Sunday, February 18, 2007

as if everything led to this moment

It's 2:32 a.m.

I just got home.

Three hours ago, I was waiting on Main Street for a man I first wrote to on Tuesday, picking out his shape from the end of the block.

Every now and then in my life, I've felt a compulsion to do something, to go somewhere, as if it were a necessity, as though a magnet were embedded in this one moment in my life.

While it made no logical sense, I had to go tonight, in the same way that I knew I had to write to him. I couldn't say why it had to be tonight, at 11:30 (or why he even thought this was a good idea), in a town where we had no other option than to walk in the cold, or go to a bar. (We did both.)

I remember, the morning after breaking up with The Ex, asking God why this had happened to me.

I think God actually answered me.

I realized about an hour into our conversation that this man was trying to tell me he was a Muslim, and was desperately afraid I'd find it creepy. Given the fact that we'd both just been in a bar, this was actually rather comforting--although he initially thought I was joking when I told him that I had converted a year and a half ago.

He also thinks that Radar is adorable (in photographs).

In conclusion, I just went on a date with a dog-loving, liberal screenwriter who enjoys boxing, James Joyce, and appears to be the same sort of Muslim I proclaimed myself to be in my last post.

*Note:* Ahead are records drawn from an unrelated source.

PR #5026, opened 2023-11-06
chore(snc): resolve SNC for stencil-types.ts

rwaskiewicz:

We have a handful of SNC's in `stencil-types.ts`

GitHub Issue Number: N/A

## What is the new behavior?

resolves two strictNullChecks violations that were caused
by improperly handling a variable that was of type `string|undefined`
and assuming that it was of type `string`.

- [ ] Yes
- [x] No

## Testing

I ran the unit tests with coverage, and verified the [new/existing branches](https://github.com/ionic-team/stencil/pull/5026/files#diff-9520ec3dc9b12aac1a3735d5bc8a2808c1cf32a7c560ab81874b9e6aa10b9f37R56-R62) were covered. I ran the tests in the debugger with breakpoints in each conditional body, to verify they were actually called when I expected them to be.

I also repeated the same steps above without the code changes applied (but with the new test) to verify that the behavior for `undefined` being returned by our little helper method functionally did "the same thing".

### DIFF
--- a/src/compiler/types/stencil-types.ts
+++ b/src/compiler/types/stencil-types.ts
@@ -70,9 +70,9 @@ export const updateTypeIdentifierNames = (
  * @param sourceFilePath the component source file path to resolve against
  * @returns the path of the type import
  */
-const getTypeImportPath = (importResolvedFile: string | undefined, sourceFilePath: string): string => {
-  const isPathRelative = importResolvedFile && importResolvedFile.startsWith('.');
-  if (isPathRelative) {
+const getTypeImportPath = (importResolvedFile: string | undefined, sourceFilePath: string): string | undefined => {
+  if (importResolvedFile && importResolvedFile.startsWith('.')) {
+    // the path to the type reference is relative, resolve it relative to the provided source path
     importResolvedFile = resolve(dirname(sourceFilePath), importResolvedFile);
   }
 
--- a/src/compiler/types/stencil-types.ts
+++ b/src/compiler/types/stencil-types.ts
@@ -53,6 +53,10 @@ export const updateTypeIdentifierNames = (
   for (const typeReference of Object.values(typeReferences)) {
     const importResolvedFile = getTypeImportPath(typeReference.path, sourceFilePath);
 
+    if (typeof importResolvedFile !== 'string') {
+      continue;
+    }
+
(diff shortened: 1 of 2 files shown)


src/compiler/types/tests/stencil-types.spec.ts
```diff
@@ -71,6 +71,24 @@ describe('stencil-types', () => {
         expect(actualTypeName).toBe(expectedTypeName);
       });
 
+      it('returns the provided type for imports without the resolved file', () => {
```
rwaskiewicz, line 74: this test explicitly tests [this code](https://github.com/ionic-team/stencil/pull/5026/files#diff-9520ec3dc9b12aac1a3735d5bc8a2808c1cf32a7c560ab81874b9e6aa10b9f37R60-R62), which was previously existing (I know, right?). 

It's [this existing test](https://github.com/ionic-team/stencil/pull/5026/files#diff-f3b145b0c322c69d725a877f98b882fbe836e81787ee2043fa42d182841f82b2L57-L72) that covers the new conditional, [found here](https://github.com/ionic-team/stencil/pull/5026/files#diff-9520ec3dc9b12aac1a3735d5bc8a2808c1cf32a7c560ab81874b9e6aa10b9f37R56-R59)

src/compiler/types/stencil-types.ts
```diff
@@ -70,9 +74,9 @@ export const updateTypeIdentifierNames = (
  * @param sourceFilePath the component source file path to resolve against
  * @returns the path of the type import
  */
-const getTypeImportPath = (importResolvedFile: string | undefined, sourceFilePath: string): string => {
-  const isPathRelative = importResolvedFile && importResolvedFile.startsWith('.');
-  if (isPathRelative) {
+const getTypeImportPath = (importResolvedFile: string | undefined, sourceFilePath: string): string | undefined => {
```
rwaskiewicz, line 77: This fn could always return `undefined`, especially if `importResolvedFile` was falsy - this makes that explicit (and something we end up dealing with right after its [called here](https://github.com/ionic-team/stencil/pull/5026/files#diff-9520ec3dc9b12aac1a3735d5bc8a2808c1cf32a7c560ab81874b9e6aa10b9f37R56-R59))

alicewriteswrongs (approved):

PR #5028, opened 2023-11-07
fix(runtime): add display style to slot-fb elements

tanner-reits:

Stencil wraps slot fallback content in a `slot-fb` element when we patch slot behavior in non-shadow components. This can cause issues with styles like `display: flex` that target slotted elements. 

Fixes: #2937 

## What is the new behavior?

This adds a global style to set `display: contents` on all `slot-fb` elements. This is the same style that gets set on the `slot` elements in the native shadow DOM.

- [ ] Yes
- [X] No

## Testing

**Manual testing**

Confirmed the fix in the reproduction in the linked issue

**Automated testing**

- Added e2e tests to verify that the new styles are correctly applied
- Restored the existing slot fallback tests that were disabled

### DIFF
--- a/src/runtime/bootstrap-lazy.ts
+++ b/src/runtime/bootstrap-lazy.ts
@@ -15,7 +15,7 @@ import {
 import { hmrStart } from './hmr-component';
 import { createTime, installDevTools } from './profile';
 import { proxyComponent } from './proxy-component';
-import { HYDRATED_CSS, HYDRATED_STYLE_ID, PLATFORM_FLAGS, PROXY_FLAGS } from './runtime-constants';
+import { HYDRATED_CSS, HYDRATED_STYLE_ID, PLATFORM_FLAGS, PROXY_FLAGS, SLOT_FB_CSS } from './runtime-constants';
 import { convertScopedToShadow, registerStyle } from './styles';
 import { appDidLoad } from './update-component';
 export { setNonce } from '@platform';
@@ -185,7 +185,7 @@ export const bootstrapLazy = (lazyBundles: d.LazyBundlesRuntimeData, options: d.
     });
   });
 
-  dataStyles.innerHTML = 'slot-fb:not([hidden]){display:contents}';
+  dataStyles.innerHTML = SLOT_FB_CSS;
   dataStyles.setAttribute('data-styles', '');
   head.insertBefore(dataStyles, metaCharset ? metaCharset.nextSibling : head.firstChild);
 
--- a/src/runtime/bootstrap-lazy.ts
+++ b/src/runtime/bootstrap-lazy.ts
@@ -185,16 +185,18 @@ export const bootstrapLazy = (lazyBundles: d.LazyBundlesRuntimeData, options: d.
     });
   });
 
-  if (BUILD.invisiblePrehydration && (BUILD.hydratedClass || BUILD.hydratedAttribute)) {
-    visibilityStyle.innerHTML = cmpTags + HYDRATED_CSS;
-    visibilityStyle.setAttribute('data-styles', '');
+  visibilityStyle.innerHTML = 'slot-fb:not([hidden]){display:contents}';
+  visibilityStyle.setAttribute('data-styles', '');
+  head.insertBefore(visibilityStyle, metaCharset ? metaCharset.nextSibling : head.firstChild);
 
-    // Apply CSP nonce to the style tag if it exists
-    const nonce = plt.$nonce$ ?? queryNonceMetaTagContent(doc);
-    if (nonce != null) {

Also, he thinks I'm really funny.

When I awake from the coma that I must be deeply within, someone please remind me of this dream I had. I want to remember it.

2 comments:

Schna said...

after a long hiatus of blog checking, i was very happy to come back and have more new posts to read than I had time for. I'm looking forward to seeing you soon too. ~S

Greta and Waddles! said...

I really cannot wait to come up to Pittsburgh next weekend, Schna. (I can't believe it's already going to be next weekend!)